Of course if this is the case then the exploit is likely to be used
aggressively sometime in the near future...

------
jlangenauer
I just had a browse through my auth.log, and there does seem to be a new sort
of automated attack script in the wild - it opens a connection to SSH port 22,
(through some spoofed IP address), but then disconnects before attempting to
login. That way, it won't show up as an unsuccessful login attempt for any
log-monitoring tools which add its IP address to hosts.deny.
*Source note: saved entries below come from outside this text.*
PR #4036, opened 2023-06-05
Move git call into experiments data

mattseddon:
# 2/2 `main` <- #3980 <- this

This is a follow-up from #3980 ([this comment](https://github.com/iterative/vscode-dvc/pull/3980/files#r1214163024)).

The main motivation behind doing this is to make it easier to follow data being updated in a linear fashion from the watcher, through the model and into the webview.

### DIFF
--- a/extension/src/experiments/webview/messages.ts
+++ b/extension/src/experiments/webview/messages.ts
@@ -37,15 +37,12 @@ export class WebviewMessages {
 
   private hasConfig = false
   private hasValidDvcYaml = true
-  private hasMoreCommits: Record<string, boolean> = {}
-  private isShowingMoreCommits: Record<string, boolean> = {}
 
   private readonly addStage: () => Promise<boolean>
   private readonly selectBranches: (
     branchesSelected: string[]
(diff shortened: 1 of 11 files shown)


extension/src/experiments/webview/messages.ts
```diff
@@ -72,11 +68,9 @@ export class WebviewMessages {
     this.hasStages = hasStages
     this.addStage = addStage
     this.selectBranches = selectBranches
-    this.getNumCommits = getNumCommits
     this.update = update
 
     void this.changeHasConfig()
-    void this.changeHasMoreOrLessCommits()
```
mattseddon, line 79: [F] I found all of this hard to track so move the call out of `WebviewMessages` and into `ExperimentsData`. What this means is that all of the data/transformation logic should be trapped inside of `ExperimentsModel` making the overall flow easier to understand.

julieg18 (approved):

mattseddon:
Looks like #3980 destroyed the stories (and some were broken separately). I'll fix them up.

However, after it's done that repeatedly (presumably doing some sort of
sniffing to work out exactly which version of sshd is running), it then
attempts to login. Here's the interesting bit: when it tries to login with a
user than doesn't exist, instead of just generating the

    
    
      "Invalid user test from xx.xx.xx.xx" log entry,
    

sshd also outputs another log entry, directly afterwards:

    
    
      "input_userauth_request: invalid user test"
    

which I haven't seen before. I'm not particularly au fait with the internals
of sshd, but I would suspect that this new (well, if it is new) script has
found an exploit in the part of SSHD which (logically) checks if a user exists
first, but the login is being rejected deeper in sshd, when it tries to do the
actual authentication.

(All the above is speculation, however: I'm no expert on SSH)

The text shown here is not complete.